При этом отрицательном эстетическом и этическом подходе Короленко и политически никак не мог принять нашей революции. Из его гармонизма и из его праведничества вытекало, что освобожденный народ какой-то толпой в воскресных рубахах и с умасленными головами соберется на Всероссийское сходбище и путем абсолютно свободного голосования выберет излюбленных старост, которые будут правильно и гармонично руководить его судьбами. В оппортунизме Короленко масса утопизма. Он потому казался нам оппортунистом, что ему хотелось той демократии, которой и нам хочется, той демократии, где каждая кухарка, по словам Ильича, сможет участвовать в управлении государством. Но он никак не может понять, что для достижения этой демократии, полного уничтожения классов, смерти всякой диктатуры, смерти всякого государства нужно много предпосылок, политых человеческой кровью.

Короленко был прекраснодушен. Это был настоящий рыцарь прекраснодушия. Говорил он красиво, писал красиво, думал и чувствовал красиво, и революционный Базаров не мог не повторить ему: «Не говори красиво».
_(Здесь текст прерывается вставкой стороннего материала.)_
Issue #64, opened 2017-02-03
Navigation Problem on the Deploying a Business Network page


xufengli:
Incorrect link for this [Hyperledger Fabric Peer and Membership Service](url https://fabric-composer.github.io/tasks/deploybusinessnetwork.html) on the procedure step one. 
When you click this link it comes back to the original page rather than the Membership Service.  
The correction should point to the Membership Service page.

xufengli:
Is [Hyperledger Fabric Peer and Membership Service] url same as this:
https://fabric-composer.github.io/tasks/runtime-start.html?

xufengli:
Dan -- Can you review this story?
I have made three changes to fix links on  the Deploy Business Network Definition page.
1.  The Business Network Definition link, it was empty link
2. The  package.json comment link: it should be ../concept/businessnetworkdefinition.md
3. The Hyperledger Fabric Peer and Membership Service, it was empty and now points to the  start runtime page.

xufengli:
Close this issue

PR #176, opened 2017-02-14
fix links on the deployment business network task

xufengli:
commit the change with #64


xufengli:
merge the change for #64

Issue #140, opened 2017-02-10
As a contributor I need to have my travis-ci builds complete in reasonable time


mbwhite:
Current travis-ci build times are currently longer than the current community are considering acceptable.

1. Additional concurrent travis-ci jobs are needed - purchasable from travis-ci
2. Optimizations to the builds that are in progress as follows

- Removal of the `SYSTEST_HLF=ibm` job from the standard PR/Merge builds - and move to be a cron job scheduled overnight
- Removal of the getting started tests from the systest  job and reinstatement in the sample-applications' travis-ci build

mbwhite:
Email sent to Travis-CI support asking how we can purchase the additional 5 jobs - as they are not explicitly listed on the the Travis site.  T

mbwhite:
Have started tracking some of the metrics of the build times:
https://docs.google.com/spreadsheets/d/1PTEp9rT9_r1gEZtaCHZeKt0PWWxNAT-OdznerMn9cYI/edit?usp=sharing

mbwhite:
## Summary
### Pull Request builds
 - the DOCS build is now running at ~2mins. Just does the JSDoc and the Jeykll build with no other software or processing
 - the SYSTEST with the IBM-built  Hyperledger Fabric docker images is not taking place except for a regular cron run. (this is now a 34 second build)
 - the other SYSTESTs runs are now about 8 minutes faster as they no longer do the getting started system test. (this is covered by the getting started build itself)

### Merge builds
The assertion here is that the GitHub system will have managed the merges for us and therefore the merges are safe to occur - the probability of problems is therefore low. 
What does need to happen with this build is push of the documentation to the web-repo and the publish of the npm modules. These are all the 'unstabled' tagged images - i.e. these are the '(b)leading edge' development builds.

PR #180 is avoiding doing the SYSTESTs therefore - this should help to speed up merging pull requests and stop issues with 'getting stuck' waiting for merges to occur

### Release build
This is triggered when the version number is updated and a specified tagged release is made. This will continue to be a full build. As this is publishing a stable tagged set of modules and website - the full run can be considered the essential safety net.

mbwhite:
## Concurrent Jobs
Travis runs with a build split up into concurrent jobs; this is now 10 for fabric-composer. For a build to be good they all have to complete ok; but there is no currently setup system whereby a job can run after everything for say publishing reasons. 

## Abort Build
[...]

PR #180, opened 2017-02-15
Avoid running system tests if on a merge build

mbwhite:
The merge builds happen to publish the npm modules and update the web documentation repo; as these have been merged by github there is no need to do the full system tests.

Therefore putting in place the scripts to stop this from occurring.


mbwhite:
This is an updated PR in support of #140

Issue #179, opened 2017-02-15
Quick Start Pre-requisites Mildly Misleading


AntCole:
https://fabric-composer.github.io/tasks/prerequisites.html

Inferred that 'Automatic Installation' was a automatic version of the 'Manual Installation' so I didn't even scroll down to see what was in the 'Manual' section until realized items were not there. 

- [ ]  Make page clearer that both sections are required to be completed.
- [ ] Add list of Pre-requisites for quick overview of requirements, helpful as a dev may know what they already have. link items to sections to install pieces they don't have.

mbwhite:
Thinking it would be worth adding something akin to how docker describes this.
   
```
curl -O https://raw.githubusercontent.com/fabric-composer/sample-applications/master/packages/getting-started/scripts/prereqs-ubuntu.sh
chmod u+x prereqs-ubuntu.sh
```

nklincoln:
@bestbeforetoday  - I believe you recently went through this process following the manual stages, perhaps you are in the best position to contribute here?

nklincoln:
Hi @AntCole,
The documentation has changed somewhat since this issue was raised, and is now hosted at:

https://fabric-composer.github.io/installing/prerequisites.html

Could you provide some feedback on the current form based upon your initial thoughts captured when the issue was raised?

Thanks,
Nick

AntCole:
looking good from initial viewing

nklincoln:
Closing following most recent additions and confirmations from above.

PR #209, opened 2017-02-20
edits to pre-req page

nklincoln:
re-application of some lost changes to pre-req page to address #179


mbwhite:
Base code now out of date - so closing. please re-do if the current site isn't correct.

Issue #105, opened 2017-02-07
composer archive create with no args fails with Cannot read property 'substring' of undefined


dselman:
composer archive create
Creating Business Network Archive
undefined
About to do the required
Unable to locate the npm moodule specified
composer archive create [options]

Options:
  --help             Show help  [boolean]
  -v, --version      Show version number  [boolean]
  --archiveFile, -a  Business network archive file name. Default is based on the Identifier of the BusinessNetwork  [string]
  --inputDir, -d     Location to create the archive from e.g. NPM module directory
  --moduleName, -m   Name of the npm module to use

Only one of either inputDir or moduleName must be specified.

Cannot read property 'substring' of undefined

mbwhite:
The `archive create` command is a little different from the others in that the options --archiveFile and --inputDit are mutually exclusive - but we need to have one of them.  Yargs gives use the exclusivity but not the exactly 1 off with these type of arguments.  Looking into yargs in more details but what we could do is

```
composer archive create  --sourceType <module | directory>  --sourceLocation <value of module or path> [--archiveFile archiveFileName]
```
In some ways this seems a nicer command - any thoughts?

mbwhite:
As an example from the getting started.
```
composer archive create -m digitalproperty-network --archiveFile digitalPropertyNetwork.zip
```
would then become

```
composer archive create --archiveFile digitialPropertyNetwork.zip --sourceType module --sourceName digitalproperty-network.
```

mbwhite:
This is resolved with the new syntax of the command.

rahianeja:
This update is not aligned with this document here https://hyperledger.github.io/composer/reference/composer.archive.create.html

Can document also be updated? Also, it is trying to find specified source name within node_module directory, but it resides outside of it?

PR #257, opened 2017-02-24
Update create archive command

mbwhite:
Updating as per #105


rahianeja:
This update is not aligned with this document here https://hyperledger.github.io/composer/reference/composer.archive.create.html

Can document also be updated? Also, it is trying to find specified source name within node_module directory, but it resides outside of it?

PR #525, opened 2017-03-20
Make composer more extensible in terms of script languages

xuanyue202:
The code behaves 'almost' identically to the origin code. What it does is to replace the hard-coded "JS" script type and make the composer more extensible in terms of adding more script languages. The only difference is that it prints a info-level log, instead of throwing an exception when no transaction handler is found in JSTransactionExecutor for the current transaction.

New classes:
 - composer-runtime/lib/languagemanager.js
    This class extracts the language support list from configuration and load it into the runtime.

-  composer-runtime/lib/languagesupport.js
    This class contains all the information needed for a new language support.

 - composer-common/lib/introspect/scriptprocessor.js
    This class is an interface to initialize / parse a script file in a specified script language.

 - composer-common/lib/introspect/jsscriptprocessor.js
    This class is a Javascript implementation of scriptprocessor.


sstone1:
@xuanyue202 there is not enough information here. I think it needs more community discussion as well (GitHub issue comments, RocketChat, community call) before we consider merging any changes. So I am closing this PR, but we can revisit at a later date.
1. The design needs to be properly documented in a GitHub issue. This is a big change for a big requirement, but the comments above do not reflect that.
2. How would somebody use this to implement support for another language and deploy it down to a running instance of Hyperledger Fabric? As far as I can tell, they would have to fork the Composer source, change it, and deploy it from their fork?
3. I cannot see any integration or system tests that prove it is possible to deploy business networks to a real Hyperledger Fabric that are written in a language other than JavaScript. We need this testing - what are you planning on doing for this?
4. I see you have changed `composer-ui`; the plan is to delete this component very soon in favour of the new Composer Playground. Please remove these changes. Any UI changes should also be done after reviewing the UX/UI design with the community.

Этим не отвергается значительность короленковской гармонической красоты. Этим он даже прикасается к нам, а не просто отсылается в будущее время. Действительно, сейчас, в наше время, когда сердца наши немножко обросли шерстью, когда и молодежь-то наша — волчата, очень не мешает прислушаться к чудесным и благородным мелодиям, родственным тому будущему, к которому мы стремимся.

Худо кому-нибудь из сынов революции сделаться короленковцем, но воспитать в себе кое-что от Короленко, от этого прекрасного, чистого, светящегося, ласкового, теплого гуманизма, весьма и весьма следует, ибо чем более прочной и широкой будет наша победа, тем ценней будет становиться для нас Короленко.

Кремль, 4/Х 1923 г.


Впервые опубликовано: «Красная нива». 1924. № 1. Январь.

Анатолий Васильевич Луначарский (1875-1933) — российский революционер и советский государственный деятель, писатель, переводчик, публицист, критик, искусствовед.